Taïfa des raïs
La taïfa des raïs, en arabe : taifat al-ru'asa[1], est la corporation des corsaires de la régence d'Alger.
Composition
La taïfa est constituée d'une minorité de Turcs et de Maures, la plupart de ses membres sont des renégats issus des provinces misérables de la Méditerranée[2]. Elle était composée de musulmans et de renégats chrétiens qui étaient autorisés à fonctionner en dehors du code de conduite Islamique dû à leur position[3].
Rôle politique
La taïfa des raïs n'a jamais fait partie intégrante de la société et de la ville, ils vivaient près du port et existaient en marge de la société. Ils n'avaient aucun rôle civique[3]. Cependant, ils jouèrent un rôle dans la politique de la régence d'Alger :
Période des Beylerbey
La taïfa s'alliait souvent aux beylerbey pour s'opposer aux revendications de l'Odjak.
Période des Pachas
En 1588 et 1659, pour éviter les conflits continuelles entre l'Odjak et la Taïfa , le diwan de Constantinople décide la suppression du Beylik et la création du Pachalik. Dans ce nouveau contexte, le pacha est nommé pour trois ans, mais devant la puissance des janissaires et des raïs; l'autorité d'un pacha arrivant pour trois ans dans une ville qu'il ne connaît pas, est nulle.
En 1659, les janissaires se révoltent, aidés exceptionnellement par les raïs, contre le pacha Ibrahim, qui avait détourné à son profit une partie de l'argent versé par Constantinople aux raïs en leur demandant en échange de rejoindre la flotte Ottomane[2].
Rôle économique
Pratiquant le corso, qui est une source de revenus importante de l'état, ils sont l'un des piliers du système de la régence, avec l'odjak local. Ses équipages, rompus aux combats navals font d'Alger une place maritime de premier plan en Méditerranée et un repaire de piraterie importante[2]. Sur deux cents ans, la taïfa jouera un rôle majeur dans l'économie de la régence[3].

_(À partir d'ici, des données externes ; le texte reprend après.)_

PR #3413, opened 2025-04-13
feat(GameTypeFilter): make it a multi-select

wescopeland:
Desktop now has the ability to select multiple options using a logical OR:
Screenshot 2025-04-13 at 1 03 17 PM

Mobile behavior remains unchanged as a single-select (this filter doesn't get much use on mobile).

Addresses https://discord.com/channels/310192285306454017/1349706269388177438/1359138264740532317.


Jamiras (approved):
Possible future feature: some way to select/deselect all. I see this most likely used as an "exclude hacks" feature

PR #3429, opened 2025-04-19
denormalize playtime metrics

Jamiras:
Maintains a running **playtime** metric on each `player_games` record, and fully recalculates it, as well and **time to beat** and **time to master** metrics any time an achievement is unlocked. These are further aggregated into median metrics on the `GameData` table, which can be shown on the individual game pages:
image
The small number in parenthesis is the number of data points used to find the median.

This value is calculated for each player using the actual sessions tracked in the database starting with the datetime of the first published achievement. Times prior to Oct 2023 (when we started tracking sessions) are estimated from achievement unlocks, but are still included in the metrics. It is hoped that the estimated values are statistically similar to real values and/or will be diminished by having more real values than estimated ones. 

We may wish to only aggregate values newer than Oct 2023 when calculating the median metrics on the `GameData` table to eliminate the estimated values. We could also consider only aggregating the last year's worth of data to minimize the impact of revisions.

For many games, the softcore times don't differ that much from the hardcore times. I'm wondering if we want to just show the hardcore times and maybe eliminate the softcore times or move them to a tooltip?

Future PRs will use this data for the recently played games list and annual recap command. It could probably also be displayed in the player progress widget on the game page.

-----

To recalculate the metrics for a single game:
```
sail artisan ra:platform:game:update-player-games [gameid]
```

To recalculate all metrics (warning: this took around 40 hours on my VM to process all 18M records):
```
sail artisan ra:platform:player:update-estimated-times
sail artisan ra:platform:game:update-metrics
```
-----

For prod, I plan to just let this run naturally for a couple months to fill any `player_games` being actively played. Then, add a scheduled action that processes a handful of records every few minutes. If the count of unprocessed backfill is low enough (unlikely), then we could just use the commands.

Since data is going to be sparse (at least initially), the changes to the mastery widget are only displayed in local environments.


tests/Feature/Connect/SubmitLeaderboardEntryTest.php
```diff
@@ -60,9 +60,9 @@ public function testSubmitLeaderboardEntryEmptyLeaderboard(): void
         Carbon::setTestNow($now);
 
         /** @var Game $game */
-        $game = Game::factory()->create();
+        $game = $this->seedGame();
```
Jamiras, line 63: This ensures the game is associated to a valid console ID, which prevents null exceptions trying to read `$game->system->id` during the session management/player metrics processing.

database/migrations/2025_04_12_000000_update_gamedata_table.php
```diff
@@ -0,0 +1,41 @@
...
+
+use Illuminate\Database\Migrations\Migration;
+use Illuminate\Database\Schema\Blueprint;
+use Illuminate\Support\Facades\Schema;
+
+return new class() extends Migration {
+    public function up(): void
+    {
+        Schema::table('GameData', function (Blueprint $table) {
+            $table->dateTime('achievements_published_at')->nullable()->default(null)->after('RichPresencePatch');
```
Jamiras, line 13: This field could be used for https://discord.com/channels/310192285306454017/1362385885513126150/1362385885513126150, but doesn't help with revisions.

resources/views/components/game/top-achievers/index.blade.php
```diff
@@ -21,7 +21,20 @@
 @endif
 
 @if ($game->players_hardcore > 10)
-    <div class="text-right">
+    <div class="text-right mb-4">
         <a class="btn btn-link" href="{{ route('game.top-achievers.index', ['game' => $game]) }}">more...</a>
     </div>
 @endif
+
+@if (app()->environment('local'))
```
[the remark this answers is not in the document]
wescopeland: That makes sense. I'm going to drop a PR in a few minutes that stands up the first inklings of a (very incomplete) React game page. We can figure out over time how to get this data on there.

database/migrations/2025_04_12_000000_update_gamedata_table.php
wescopeland, line 1: I can't help but wonder what a lot of these fields look like when achievements are coming from sets rather than being tightly coupled to games themselves.

Does this imply subset games will stick around forever?

Jamiras: https://github.com/RetroAchievements/RAWeb/pull/3429#discussion_r2051471032

wescopeland: I wrote this before reading your comment here: https://github.com/RetroAchievements/RAWeb/pull/3429/files#r2051471032

PR #3431, opened 2025-04-19
feat(game): stand up a very basic React game page

wescopeland:
This PR creates a very basic React game page. There is **_a lot_** of functionality missing here, more than I can even remember to list (though I will try near the bottom of this PR description). But we have to start somewhere.

The new pages are simple to access. Rather than http://localhost:64000/game/668, navigate to http://localhost:64000/game2/668.

Screenshot 2025-04-19 at 9 51 40 AM

The page is designed with multiset in mind. Given that, achievements are pulled from game -> gameAchievementSets -> achievementSets -> achievements. Additionally, if a game has any subset that is not prefixed by "will_be_", that set will appear alongside the core set on the game page (as a proof of concept, this is not the final design):

Screenshot 2025-04-19 at 9 53 26 AM

A lot of components on the page are reused from event pages. There is a ton of functionality missing, and virtually everything on the page is going to need to be revisited in focused separate PRs. I think it's probably also safe to say nothing on the page in this PR should be considered "finalized" or a final design - this is merely intended as a starting point so we can reasonably progress forward from here with focused tasks and improvements.

Missing functionality:
* Achievement rows are missing a lot of metadata, such as points and type indicators.
* There's no way for developers to update RP, or access any of the functionality not migrated yet to Filament.
* Meta buttons are missing.
* Authorship/credit metadata is missing.
* There's no way to request a set.
* Missable and unlocked achievement filtering isn't present.
* The beaten games dialog is missing.
* User award displays (beaten / mastered) is missing.
* Subsets, similar games, latest masters, and leaderboards aren't visible.
* There's no recent players shown.
* Comments is missing.
* Want to Play / Want to Dev toggles are missing.

There's probably a lot more stuff I'm forgetting too. This will take quite a bit of iteration, and this PR feels as good of a place as any to "break ground".


app/Platform/Controllers/GameController.php
```diff
@@ -86,76 +82,23 @@ public function index(GameListRequest $request): InertiaResponse
...
-        return view($this->resourceName() . '.edit')->with('game', $game);
-    }
+        /** @var ?User $user */
+        $user = $request->user();
 
-    public function update(GameRequest $request, Game $game): RedirectResponse
-    {
-        $this->authorize('update', $game);
+        $game = $loadGameWithRelationsAction->execute($game, AchievementFlag::OfficialCore);
+        $props = $buildGameShowPagePropsAction->execute($game, $user);
```
Jamiras, line 97: Cannot view `/game2/` for a game without achievements.
http://localhost:64000/game2/26960
http://localhost:64000/game2/32412

Or maybe it's something else? I get the same error trying to view the `/game2/` for any of the "New Releases" games on the main page.

resources/js/features/games/components/GameAchievementSetsContainer/GameAchievementSet/GameAchievementSetHeader/GameAchievementSetHeader.tsx
```diff
@@ -0,0 +1,84 @@
...
+
+        {!isOnlySetForGame ? (
+          <LuChevronDown
+            data-testid="chevron"
+            className={cn(
+              'size-5 transition-transform duration-300',
+              isOpen ? 'rotate-180' : 'rotate-0',
+            )}
+          />
+        ) : null}
```
Jamiras, line 60: Changing the sort order while a set is collapsed causes it to refresh expanded, but with the button still in a collapse state.

app/Platform/Controllers/GameController.php
wescopeland: It seems `created_at` and `updated_at` for sets is nullable. This may be worth investigating in a future PR, for now the pages that are impacted won't crash anymore.

Jamiras (approved):
Approving this to unblock additional work. I understand there's stuff in here that we want to redo before making it available for consumers.

PR #3433, opened 2025-04-19
return adjusted virtualized ids for games in patch response

Jamiras:
the `gameid` response returns different virtual game IDs depending on how the hash is incompatible. When requesting `patch` data via a game hash, a singular virtual game ID is always returns. This modifies the `patch` response to also virtualize the game ID so the toolkit can detect which type of incompatibility was found.


app/Connect/Actions/IdentifyGameHashAction.php
wescopeland, line 1: This isn't a conventional action class anymore if it's exposing multiple public methods.

I believe `virtualizeGameId()` should be a new action, or `IdentifyGameHashAction` should be converted to a service.

Jamiras: I made it a service.

wescopeland (approved):

PR #3435, opened 2025-04-19
feat(messages): add support for selectable team inboxes

wescopeland:
This PR allows users to change their currently-viewed inbox on the messages index page. From there, they can read, compose, and reply to messages on behalf of that team.

### UX Walkthrough

A new button has been added for users that should have more than one available inbox:
Screenshot 2025-04-19 at 5 32 52 PM

This logic is driven by a new prop: `selectableInboxDisplayNames`. The prop itself is driven by `MessageThreadPolicy`:
```php
private function getAccessibleInboxes(User $user): array
{
    $policy = new MessageThreadPolicy();
    $accessibleTeamInboxes = $policy->getAccessibleTeamInboxes($user);

    return [$user->display_name, ...$accessibleTeamInboxes];
}
```
The list of accessible inboxes is matched against a given user's roles:
```php
/**
 * Role => display_name
 */
protected const ROLE_INBOX_MAP = [
    Role::ADMINISTRATOR => 'RAdmin',
    Role::DEV_COMPLIANCE => 'DevCompliance',
    Role::QUALITY_ASSURANCE => 'QATeam',
    Role::ARTIST => 'RAArtTeam',
    Role::CHEAT_INVESTIGATOR => 'RACheats',
    Role::WRITER => 'WritingTeam',
    Role::EVENT_MANAGER => 'RAEvents',
];
```

Notice in the screenshot above, the breadcrumb label is "Your Inbox". This is what the user sees when they click the Change Inbox button:
Screenshot 2025-04-19 at 5 35 23 PM

Upon confirming, the user is navigated to a slightly different route that might look something like http://localhost:64000/messages/RAdmin.
Screenshot 2025-04-19 at 5 36 00 PM

The user can now read all of RAdmin's messages, and any new threads or replies will be sent as RAdmin.

Note: there is no audit trail of who sent what on what team account's behalf. This is because functionally, such auditing doesn't actually exist today. For this to work properly, we'd need to lock down all the team account passwords, otherwise users could log in under the team account directly to circumvent audit logging.


app/Community/Controllers/Api/MessageApiController.php
```diff
@@ -30,41 +30,81 @@ public function store(MessageRequest $request): JsonResponse
...
             }
 
+            $senderUser = User::firstWhere('ID', $authorId);
+
             foreach ($thread->users as $threadUser) {
-                if (!$threadUser->is($user) && !$user->can('sendToRecipient', [Message::class, $threadUser])) {
+                if (!$threadUser->is($senderUser) && !$senderUser->can('sendToRecipient', [Message::class, $threadUser])) {
                     return response()->json([
-                        'error' => $user->isMuted() ? 'muted_user' : 'cannot_message_user',
+                        'error' => $senderUser->isMuted() ? 'muted_user' : 'cannot_message_user',
```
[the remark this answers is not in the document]
Jamiras: I also get this error trying to send to a generic user from my account, and trying to send to the team account from my account. Sending from the team account works fine to both myself and the generic user.

resources/js/features/messages/components/CreateMessageReplyForm/CreateMessageReplyForm.tsx
```diff
@@ -68,7 +71,9 @@ export const CreateMessageReplyForm: FC<CreateMessageReplyFormProps> = ({ onPrev
               </BaseButton>
 
               <BaseButton type="submit" disabled={!form.formState.isValid || mutation.isPending}>
-                {t('Submit')}
+                {auth!.user.displayName === senderUserDisplayName
+                  ? t('Submit')
+                  : t('Submit (as {{username}})', { username: senderUserDisplayName })}
```
Jamiras, line 76: Would it be worth tracking which user actually sent the message? (add a `sent_by_id` column to the `messages` table)

app/Policies/MessageThreadPolicy.php
```diff
@@ -6,33 +6,86 @@
...
+     */
+    protected const ROLE_INBOX_MAP = [
+        Role::ADMINISTRATOR => 'RAdmin',
+        Role::DEV_COMPLIANCE => 'DevCompliance',
+        Role::QUALITY_ASSURANCE => 'QATeam',
+        Role::ARTIST => 'RAArtTeam',
+        Role::CHEAT_INVESTIGATOR => 'RACheats',
+        Role::WRITER => 'WritingTeam',
+        Role::EVENT_MANAGER => 'RAEvents',
+    ];
```
Jamiras, line 28: What about DevQuest, QualityQuest, TheUnwanted, and/or RANews?
https://retroachievements.org/manage/roles/23
https://github.com/RetroAchievements/RAWeb/blob/32443e37dbbb718fa0bd398a40d33a27230de48b/config/services.php#L38-L85

resources/js/features/messages/components/+index/MessagesIndexRoot.tsx
Jamiras, line 1: Using the dropdown selector to change pages switches back to the non-team account

app/Policies/MessageThreadPolicy.php
wescopeland: These are tricky because (to my knowledge) we don't have any roles or permissions associated with them.

Short of creating new roles for these inboxes, I'm not sure how best to accommodate for this.

app/Community/Controllers/Api/MessageApiController.php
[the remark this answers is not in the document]
wescopeland: Resolved in latest.

resources/js/features/messages/components/CreateMessageReplyForm/CreateMessageReplyForm.tsx
wescopeland: Went ahead and added this field in latest.

resources/js/features/messages/components/+index/MessagesIndexRoot.tsx
wescopeland: Good catch, fixed in latest.

app/Community/Actions/AddToMessageThreadAction.php
```diff
@@ -12,11 +12,16 @@
...
+        MessageThread $thread,
+        User $userFrom,
+        User $trueSenderUser,
+        string $body
+    ): void {
         $message = new Message([
             'thread_id' => $thread->id,
-            'author_id' => $userFrom->ID,
+            'author_id' => $userFrom->id,
+            'sent_by_id' => $trueSenderUser->id,
```
Jamiras, line 24: Rather than require the upgrade step, we could assume that null means same as author (like we do for achievement unlocks).

app/Community/Controllers/Api/MessageApiController.php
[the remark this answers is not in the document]
Jamiras: Still seeing this.
image

app/Community/Actions/AddToMessageThreadAction.php
Jamiras: I think this be displayed when using the share account (if different than author_id).

app/Community/Controllers/Api/MessageApiController.php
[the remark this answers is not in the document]
Jamiras: I've tracked it down to this line: https://github.com/RetroAchievements/RAWeb/pull/3435/files#diff-d700ee43f90bc0657afd7f525009267f6d80d5dbab9cd927eddd7c1acb12ecb9R88

It's trying to verify that I have permission to use the team account "Jamiras", which doesn't appear in the team account mapping, so I don't have the necessary role.

Maybe there's some setup needed where I switched back and forth between available inboxes?

app/Community/Actions/AddToMessageThreadAction.php
wescopeland: Added in https://github.com/RetroAchievements/RAWeb/pull/3435/commits/f7c8b842aa6d9bf4f0db1dd9d425d9ae064965aa.

Screenshot 2025-04-27 at 9 42 58 AM

Special care has been taken to not accidentally leak this value to the other user. It is only added to props if the user is authorized to see it.

I've also tweaked the logic for writing `sent_by_id` per your suggestion.

app/Community/Controllers/Api/MessageApiController.php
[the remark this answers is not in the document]
wescopeland: Still having some trouble reproducing this, but I suspect I know why it would be happening. I've made a small adjustment in https://github.com/RetroAchievements/RAWeb/pull/3435/commits/153469aa4e459cfddb9df1673ed3938a44514a06. Give latest a try.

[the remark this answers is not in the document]
wescopeland: Also, definitely try a different recipient other than myself. I've only recently re-enabled my inbox after having it disabled for several months.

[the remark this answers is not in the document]
Jamiras: That does indeed allow me to send mails. And I was using a different recipient. I just didn't want some random user appearing in the screenshot.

C'était la taïfa qui, par ses, prises, entraînait la prospérité de la ville et de ses finances. « Si la course eut été arrêtée, la population fut littéralement morte de faim...Quant au raïs, ils étaient aimés de tous (...) ils se savaient invulnérables et affirmaient ce sentiment par le dédain mal dissimulé qu'ils témoignant aux soudards pauvres et rustiques dont la parcimonie offrait un singulier contraste avec le luxe et l'opulence de ceux que le peuple considérait comme ses héros et bienfaiteurs. »
Les raïs n'obéissait ni au Pacha ni a la milice. Ils sont en réalité les vrais maîtres d'Alger, car la piraterie a pris une extension extraordinaire. La ville déborde des richesses de l'Europe chrétienne et le commerce des esclaves devient sa spécialité[2].
Références
- (en) Martijn Theodoor Houtsma, E.J. Brill's first encyclopaedia of Islam, 1913-1936, E.J. Brill, (ISBN 978-90-04-09787-2, lire en ligne), p. 268
- Roland Courtinat, La piraterie barbaresque en Méditerranée : XVI-XIXe siècle, Gandini, , 139 p. (ISBN 978-2-906431-65-2, lire en ligne), p. 23
- (en) Mahbub Rashid, Physical Space and Spatiality in Muslim Societies Notes on the Social Production of Cities, University of Michigan Press, , 548 p. (ISBN 978-0-472-13250-8, lire en ligne), p. 298
Bibliographie
- Pierre Boyer, « Des Pachas Triennaux à la révolution d'Ali Khodja Dey (1571-1817) », Revue historique, 244, juillet-septembre 1970, p. 99-124. Numérisé sur jstor.
- Pierre Boyer, « La révolution dite des "Aghas" dans la régence d'Alger (1659-1671) », Revue des mondes musulmans et de la Méditerranée, 1973, p. 159-170. Numérisé sur Persée.